Современная Россия прекрасно показывает, что такое любовь к Богу в сочетании с ненавистью к людям. Храмы растут на казённых дрожжах вместе с законами, которые что-то запрещают, ограничивают, регулируют. В этих храмах – любят Бога? Нет, тут любят свою стаю, ватагу единоверцев – даже не единоверцев, потому что тут ненавидят единоверцев, если они не подчиняются вожаку стаи. «Ближний – это член моего ферейна или семьи» (Чапинский; «ферейн» - немецкий синоним братства, союза). Но «любить стаю» это как «пить гранит». Хлеб превращается в камень, Христос – в скорпиона, на панцыре которого выгравирована умельцем Туринская плащаница.

Где боятся не Бога, а ближнего, там попадают в рабство к страху, в зависимость от фюрера, в коллективизм самого  эгоистического пошиба. И жизнь, как сказал Щедрин, «прекращает течение свое».

«Ибо для инноваций, - объясняет Чапинский, - необходимо не только образование, но и любовь к ближнему.
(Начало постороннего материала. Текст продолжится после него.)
Issue #29, opened 2022-12-01
Enable test filters


loganek:
It'd be great to have flags in the test runner that allows to filter tests that are being executed.

vados-cosmonic:
Filtering tests is now possible via the reworked `buck2`-based build system.

Going to close this for now, happy to reopen if I'm missing something!

PR #35, opened 2022-12-19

Доверие, умение сотрудничать, отсутствие подозрений, что ближним движут низкие намерения и через минуту он меня вытолкнет».

Не надо бояться бояться Бога – ресурс страха есть, его нужно на что-то обратить. Бога можно одновременно и бояться, и любить, а вот людей – нет. Потому что страх Божий – это страх, что меня накажут за предательство, а страх людей – страх, что меня накажут за верность.

Почет «поставленным в высшее достоинство» так же далёк от веры в доброго царя как любовь – от зависимости. Почёт создаёт дистанцию, зависимость – уничтожает. Почёт исходит от сознания своего достоинства и чужого, зависимость – уничтожает достоинство. Почёт уважает волю большинства, зависимость – выдаёт волю меньшинства за голос «русской души», «исторического наследия» и т.п. Почёт – тем, кто избран живыми, зависимость – от тех, кто претендует представлять мёртвых. Каждый деспот вещает от имени давно отшедших поколений (которые не могут ему возразить), каждый запрет оправдывается тем, что кто-то умер от контрабандного кефира, неконтролируемой экскурсии по Кремлю, не ограниченной свободы слова.

Прелесть и смысл истории в том, что она не говорит: «Британская демократия формировалась 15 веков, начиная с Гильды». Демократия, вообще жизнь – не газон. Кстати, Гильда восторженно и очень эротично (немножко чересчур, для монаха-то) описывает английские поля, которые ничуть не похожи на нынешние британские газоны -  цветы колышатся под ногами человека, словно грудь невесты, покрытая драгоценностями. Образ тем более сильный, что Гильда предоставляет читателю дорисовать в воображении как рука жениха ласкает грудь невесты, стоящей на лугу.

Конечно, любовь к ближнему – лишь лозунг, легко фальсифицируемый. Уж в Польше-то прямо в государственных школах по сей день госпатеры промывают мозги проповедями о любви к ближнему – и вырастают либо атеисты, либо фанатики, которые устраивают из Церкви ватагу, волчью стаю. «Близость» - очень хрупкое явление, и когда биологически и духовно близкий человек начинает господствовать, он отдаляется и становится уже даже не далёким, а не совсем человеком – функцией, марионеткой.  Так что газон демократии начинается не с того, что цветущий луг обносят забором, а с того, что убирают заграждения, отправляют на переплавку вертикали власти и всё перемещают на свои места: бояться не людей, а Бога, любить не командира, а людей,  почитать не того, кто лучше фальсифицирует волю людей, а того, кто избран людьми.